Gellert stops taking sugar in his tea and starts talking about the early witch hunts, the lengths that muggles took to rid their lives of magic. Albus tries to make sense of everything, but the more he thinks about it, the more confused he becomes. He wants to believe his friend implicitly, yet something tugs at his heart whenever he hears him speak of his (their, he tries to think, but he can’t, he can’t) growing plans. He takes papers down from his wall and stacks them neatly, sliding them into desk drawers.
"Making some order." he says.
"I’ll take them, if you don’t mind." Gellert says, voice distant, and Albus steps aside to let him gather all of them and slide them into his bag. He leaves, a few minutes later, with lips on his cheek and no words at all, and Albus doesn’t try to stop him.

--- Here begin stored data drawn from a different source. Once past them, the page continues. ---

Issue #1198, opened 2019-07-29
NRediSearch set return parameter of search


oruchreis:
Hi,
We can use `infields` parameter to filter the used fields in the query with `LimitFields` method. Could you implement also `RETURN {num} {field}` parameter to limit returned fields in the result? It is very useful if you have documents that have a lot of fields and you don't need all fields in every query result.

NickCraver:
Fixed in #1199, thank you for the contribution!

PR #1199, opened 2019-07-29
Added "Return" parameter to Query.

oruchreis:
PR for #1198

### DIFF
--- a/src/NRediSearch/Query.cs
+++ b/src/NRediSearch/Query.cs
@@ -142,7 +142,8 @@ namespace NRediSearch
         /// Set the query language, for stemming purposes; see http://redisearch.io for documentation on languages and stemming
         /// </summary>
         public string Language { get; set; }
-        internal string[] _queryFields = null;
+        internal string[] _fields = null;
+        internal string[] _keys = null;
         internal string[] _returnFields = null;
         /// <summary>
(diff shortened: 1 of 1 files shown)


src/NRediSearch/Query.cs
```diff
@@ -317,9 +324,20 @@ public Query AddFilter(Filter f)
         /// </summary>
         /// <param name="fields">a list of TEXT fields in the schemas</param>
         /// <returns>the query object itself</returns>
-        public Query LimitFields(params string[] fields)
```
mgravell: this is a breaking change; any changes should preserve the existing API (it is OK to forward if needed)

mgravell:
most of the API here is a snapshot of what JRediSearch was at some point in time; do you know (I don't) what JRediSearch exposes here?

oruchreis:
Ok, I didn't know that this is a snapshot of JRediSearch API. It seems JRediSearch have return parameter also inkeys parameter with different method name. https://github.com/RediSearch/JRediSearch/blob/5d8ea3c8d2f71eefde59d88c17bb92c65dfb95ed/src/main/java/io/redisearch/Query.java#L413
 I'll update than.

mgravell:
Seems great; merging, thanks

He can’t bring himself to do anything other than move to the window to watch his back as he disappears down the street.
He doesn’t know what’s happening to them.
*
Albus shifts against the weight of the smaller boy on top of him, moaning softly at the feel of their skin sliding and sticking with sweat.
Even though he never says so, he knows that this is the way Gellert likes him the best: helpless, bare, sprawled on a pin. Hands slide up on his shoulders and push against him, forcing him further into the mattress as he presses and grinds and Albus chokes back a cry. Ariana and Aberforth are asleep just downstairs (he checked twice before) and they don’t know about this. No one knows.

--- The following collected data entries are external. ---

PR #1230, opened 2019-09-19
Accurate timespan if the stopwatch is high resolution

thomhurst:
We were using profiling, and our durations were crazy high.

We traced it down to this, the stopwatch can be a high or low resolution.

When constructing the timespan, we should check if the stopwatch was high resolution and do some calculations for a more accurate time.

### DIFF
--- a/src/StackExchange.Redis/Profiling/TimeSpanHelper.cs
+++ b/src/StackExchange.Redis/Profiling/TimeSpanHelper.cs
@@ -6,14 +6,14 @@ namespace StackExchange.Redis.Profiling
     /// <summary>
     /// A helper class for dealing with Low/High Resolution Stopwatches and their ticks
     /// </summary>
-    public class TimeSpanHelper
+    internal static class TimeSpanHelper
     {
         /// <summary>
-        ///
+        /// Used to construct a timespan from ticks obtained using Stopwatch.GetTimestamp()
         /// </summary>
         /// <param name="ticks"></param>
-        /// <returns>A TimeSpan represented from the ticks</returns>
-        public static TimeSpan FromStopwatchTicks(long ticks)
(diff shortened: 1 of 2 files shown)


src/StackExchange.Redis/Profiling/TimeSpanHelper.cs
```diff
@@ -0,0 +1,21 @@
+using System;
+using System.Diagnostics;
+
+namespace StackExchange.Redis.Profiling
+{
+    /// <summary>
+    /// A helper class for dealing with Low/High Resolution Stopwatches and their ticks
+    /// </summary>
+    public class TimeSpanHelper
```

"Scared?" Gellert asks, like he can hear what he’s thinking, and he sits up to slowly slip one hand on the curve of his hip, the other brushing his thigh as he urges his legs open. Albus moans quietly with every touch, feeling every inch of him burn, like he’s nothing but tight skin and open nerve endings.
"Very." he whispers.
*
There are words said, and Albus knows that none of them mean it, not really, but then Aberforth’s face twists and he can hear Gellert gasping, shocked, almost frightened. And then there is nothing but light and curses, red and bright gold but not green, please not green. . .
*
When he wakes up, he can see dust floating through the almost-night air above him, dark blue sky through the open windows. Behind him, close by, someone coughs. All of his limbs feel heavy and damp as he sits up.
"Your friend ran off." his brother says, distantly, curled up around himself. His pale eyes are stained red, all around. "And I can’t wake Ariana up."
Albus finds her sprawled with white limbs loose on the carpet, her young face drawn and careless, calm for once. He touches her wrist, the side of her neck, her forehead. And he knows.
*
Gellert doesn’t show up at the funeral.
Afterward, Albus waits on the street outside until nightfall, until he sees a familiar figure loping towards him against the sunset. A soft hand slides against his cheek, pulling him into softer lips. He swallows whatever words he had to say and kisses Gellert back, tugging gently at his curls.
"Good bye." Gellert whispers, into his mouth, tongue close to his teeth.
Albus doesn’t answer him.
He doesn’t have anything left to say.